◆ Data records
PR #16326, opened 2017-11-10
Disable automatic builds for ensenso_driver

saierd:
The package needs an external library that is currently not available in rosdep, so I'd like to disable the builds for now.


mikaelarguedas (approved):
Sounds good, thanks @saierd

PR #16331, opened 2017-11-10
Add pysnmp

peci1:


peci1:
@kubelvla so that you're happy :)

mikaelarguedas:
Thanks @peci1  for contributing to rosdep, however please have a look at the Contribution guildelines (https://github.com/ros/rosdistro/blob/master/CONTRIBUTING.md#guidelines-for-rosdep-rules), as there are a few information missing from this PR:

> For convenience in reviewing please link to the web listings of packages such as on http://packages.ubuntu.com, http://packages.debian.org, and https://admin.fedoraproject.org/pkgdb/packages/ or if a pip package pypi.python.org.

> Please also briefly describe the package being added and what use case you want to use it for. It's valuable to have a record of the packages as submitted and their intended purpose for clarity in the future so that if there's a conflict there's information to fall back on instead of speculation about the original use cases.

> Native packages are strongly preferred. (They are required for packaging and have upgrade and conflict tracking.)
> If a package is only available via pip use the -pip extension.

Looks like this package exist in ubuntu and debian https://packages.ubuntu.com/search?keywords=python-pysnmp&searchon=names, do you need the one from pip ? or would the upstream one be ok?

tfoote:
Since there is a stable one upstream we should use that not the pip version. It's available trusty through bionic. https://packages.ubuntu.com/artful/python-pysnmp4 Pip installations are not easily introspectable removable and will potentially side effect anyone else who has the debian dependency.

peci1:
Okay, I'm sorry for missing the contribution guidelines, I just remembered that submitting PRs to rosdep is quite easy (so now I now it's not super-easy, but still reasonably easy).

Thanks for your comments.

We plan to use pysnmp to read out signal strength values from Ubiquiti Bullet wireless routers.

mikaelarguedas:
Debian: https://packages.debian.org/search?keywords=python-pysnmp4&searchon=names&suite=all&section=all
Gentoo: https://packages.gentoo.org/packages/dev-python/pysnmp
Fedora: https://admin.fedoraproject.org/pkgdb/package/rpms/pysnmp/
Ubuntu: https://packages.ubuntu.com/search?keywords=python-pysnmp4&searchon=names

mikaelarguedas (approved):
lgtm

PR #16335, opened 2017-11-11
Added mkdocs.

peci1:
A library for generating end-user documentation and its skins.

https://pypi.python.org/pypi/mkdocs
https://pypi.python.org/pypi/mkdocs-bootstrap
https://pypi.python.org/pypi/mkdocs-bootswatch
https://packages.ubuntu.com/search?keywords=mkdocs&searchon=names&suite=all&section=all
https://admin.fedoraproject.org/pkgdb/package/rpms/mkdocs
https://admin.fedoraproject.org/pkgdb/package/rpms/mkdocs-bootstrap
https://admin.fedoraproject.org/pkgdb/package/rpms/mkdocs-bootswatch/
https://packages.debian.org/search?searchon=names&keywords=mkdocs
https://packages.gentoo.org/packages/dev-python/mkdocs
https://packages.gentoo.org/packages/dev-python/mkdocs-bootstrap
https://packages.gentoo.org/packages/dev-python/mkdocs-bootswatch

PR #16342, opened 2017-11-11
Merge python in base

mikaelarguedas:
This came up yesterday when reviewing #16335 that introduced a python package in base.yaml (note that the name of the package is not prefixed with `python-`).
Discussing with @tfoote we thought that the current split is pretty inconsistent (some files are splitting platforms, some package managers and some are splitting content) and not necessarily justified anymore (my understanding is that this was mostly for historical reason and maintainership split).

So this PR aims to merge python.yaml into base.yaml in order to have all the content in a single place.
@ros/rosdistro-maintainers I'd like to have feedback on the idea to know if this makes sense or if I'm missing context. Thanks!


wjwwood (approved):

dirk-thomas:
Since both files (`base.yaml` as well as `python.yaml`) are already huge 4.8k vs 4k lines I would rather keep them separate in order to avoid a single ~9k lines long file. At least I don't see a strong enough reason why they should be merged. We have been using this splitting for a long time. Maybe a simple (re-)clarification what should go where is sufficient.

mikaelarguedas:
> Maybe a simple (re-)clarification what should go where is sufficient.

I think one question that came up is that (given that some python packages don;t get prepended with `python-` when getting released for the first time in Debian/Ubuntu), where should these packages go ?
should they go in base.yaml or python.yaml?

If we say they should go in `python.yaml` we should make sure that reviewers confirm that keys added to `base.yaml` are non-python packages.

The split seemed pretty artificial to me as I didnt see a strong reason to have them separate. And keeping the content consistent across these 2 files seemed to me to be more overhead without a strong rationale. If the rationale is that we don't want to have a very long file, that's a fair point. Is there any other reason for keeping them separated?

tfoote (approved):
I think it makes sense to merge them, right now it's a kind of disjoint grouping with semi-ambiguous classification. 

Although the files are getting long, I think it would be easier to search in one list rather than 2. And I'm not aware of any editors that we are anywhere near the limit of being able to open the file. Once you're beyond one screen height you're going to be using searches and jumps and in my opinion doing that within one file is actually easier.

The many files for rosdep inherits from the distant past when we were approaching it as a distributed database that different packages contributed keys to. But through experience we've changed it to be just a central location. Keeping it split into 2 based on the type of package doesn't seem to make much sense. If we are really worried about the file size it would seem to make much more sense to split it on something simpler like the alphabet, A-M and-N-Z. And if we picked a max desired file size we could split it into more shards in the future. But until we reach a point of something not working, I don't see much point in keeping it split apart. Having the two files split as they are now is a common cause of misunderstandings for new users/contributors.

mikaelarguedas:
@wjwwood would you like to provide feedback on this ?

wjwwood:
I don't mind one way or the other. Having a single source makes it easier to search, but having a larger file might be frustrating (especially being reminded of early 2000's internet speeds this morning on our backup network).

dirk-thomas:

mikaelarguedas:
Waiting for a decision with the entire ROS team during next rosdep discussion as we didnt reach consensus here.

◆ Work request
Copy out all of the records shown above exactly.

◆ Output of the exercise
PR #16326, opened 2017-11-10
Disable automatic builds for ensenso_driver

saierd:
The package needs an external library that is currently not available in rosdep, so I'd like to disable the builds for now.


mikaelarguedas (approved):
Sounds good, thanks @saierd

PR #16331, opened 2017-11-10
Add pysnmp

peci1:


peci1:
@kubelvla so that you're happy :)

mikaelarguedas:
Thanks @peci1  for contributing to rosdep, however please have a look at the Contribution guildelines (https://github.com/ros/rosdistro/blob/master/CONTRIBUTING.md#guidelines-for-rosdep-rules), as there are a few information missing from this PR:

> For convenience in reviewing please link to the web listings of packages such as on http://packages.ubuntu.com, http://packages.debian.org, and https://admin.fedoraproject.org/pkgdb/packages/ or if a pip package pypi.python.org.

> Please also briefly describe the package being added and what use case you want to use it for. It's valuable to have a record of the packages as submitted and their intended purpose for clarity in the future so that if there's a conflict there's information to fall back on instead of speculation about the original use cases.

> Native packages are strongly preferred. (They are required for packaging and have upgrade and conflict tracking.)
> If a package is only available via pip use the -pip extension.

Looks like this package exist in ubuntu and debian https://packages.ubuntu.com/search?keywords=python-pysnmp&searchon=names, do you need the one from pip ? or would the upstream one be ok?

tfoote:
Since there is a stable one upstream we should use that not the pip version. It's available trusty through bionic. https://packages.ubuntu.com/artful/python-pysnmp4 Pip installations are not easily introspectable removable and will potentially side effect anyone else who has the debian dependency.

peci1:
Okay, I'm sorry for missing the contribution guidelines, I just remembered that submitting PRs to rosdep is quite easy (so now I now it's not super-easy, but still reasonably easy).

Thanks for your comments.

We plan to use pysnmp to read out signal strength values from Ubiquiti Bullet wireless routers.

mikaelarguedas:
Debian: https://packages.debian.org/search?keywords=python-pysnmp4&searchon=names&suite=all&section=all
Gentoo: https://packages.gentoo.org/packages/dev-python/pysnmp
Fedora: https://admin.fedoraproject.org/pkgdb/package/rpms/pysnmp/
Ubuntu: https://packages.ubuntu.com/search?keywords=python-pysnmp4&searchon=names

mikaelarguedas (approved):
lgtm

PR #16335, opened 2017-11-11
Added mkdocs.

peci1:
A library for generating end-user documentation and its skins.

https://pypi.python.org/pypi/mkdocs
https://pypi.python.org/pypi/mkdocs-bootstrap
https://pypi.python.org/pypi/mkdocs-bootswatch
https://packages.ubuntu.com/search?keywords=mkdocs&searchon=names&suite=all&section=all
https://admin.fedoraproject.org/pkgdb/package/rpms/mkdocs
https://admin.fedoraproject.org/pkgdb/package/rpms/mkdocs-bootstrap
https://admin.fedoraproject.org/pkgdb/package/rpms/mkdocs-bootswatch/
https://packages.debian.org/search?searchon=names&keywords=mkdocs
https://packages.gentoo.org/packages/dev-python/mkdocs
https://packages.gentoo.org/packages/dev-python/mkdocs-bootstrap
https://packages.gentoo.org/packages/dev-python/mkdocs-bootswatch

PR #16342, opened 2017-11-11
Merge python in base

mikaelarguedas:
This came up yesterday when reviewing #16335 that introduced a python package in base.yaml (note that the name of the package is not prefixed with `python-`).
Discussing with @tfoote we thought that the current split is pretty inconsistent (some files are splitting platforms, some package managers and some are splitting content) and not necessarily justified anymore (my understanding is that this was mostly for historical reason and maintainership split).

So this PR aims to merge python.yaml into base.yaml in order to have all the content in a single place.
@ros/rosdistro-maintainers I'd like to have feedback on the idea to know if this makes sense or if I'm missing context. Thanks!


wjwwood (approved):

dirk-thomas:
Since both files (`base.yaml` as well as `python.yaml`) are already huge 4.8k vs 4k lines I would rather keep them separate in order to avoid a single ~9k lines long file. At least I don't see a strong enough reason why they should be merged. We have been using this splitting for a long time. Maybe a simple (re-)clarification what should go where is sufficient.

mikaelarguedas:
> Maybe a simple (re-)clarification what should go where is sufficient.

I think one question that came up is that (given that some python packages don;t get prepended with `python-` when getting released for the first time in Debian/Ubuntu), where should these packages go ?
should they go in base.yaml or python.yaml?

If we say they should go in `python.yaml` we should make sure that reviewers confirm that keys added to `base.yaml` are non-python packages.

The split seemed pretty artificial to me as I didnt see a strong reason to have them separate. And keeping the content consistent across these 2 files seemed to me to be more overhead without a strong rationale. If the rationale is that we don't want to have a very long file, that's a fair point. Is there any other reason for keeping them separated?

tfoote (approved):
I think it makes sense to merge them, right now it's a kind of disjoint grouping with semi-ambiguous classification. 

Although the files are getting long, I think it would be easier to search in one list rather than 2. And I'm not aware of any editors that we are anywhere near the limit of being able to open the file. Once you're beyond one screen height you're going to be using searches and jumps and in my opinion doing that within one file is actually easier.

The many files for rosdep inherits from the distant past when we were approaching it as a distributed database that different packages contributed keys to. But through experience we've changed it to be just a central location. Keeping it split into 2 based on the type of package doesn't seem to make much sense. If we are really worried about the file size it would seem to make much more sense to split it on something simpler like the alphabet, A-M and-N-Z. And if we picked a max desired file size we could split it into more shards in the future. But until we reach a point of something not working, I don't see much point in keeping it split apart. Having the two files split as they are now is a common cause of misunderstandings for new users/contributors.

mikaelarguedas:
@wjwwood would you like to provide feedback on this ?

wjwwood:
I don't mind one way or the other. Having a single source makes it easier to search, but having a larger file might be frustrating (especially being reminded of early 2000's internet speeds this morning on our backup network).

dirk-thomas:

mikaelarguedas:
Waiting for a decision with the entire ROS team during next rosdep discussion as we didnt reach consensus here.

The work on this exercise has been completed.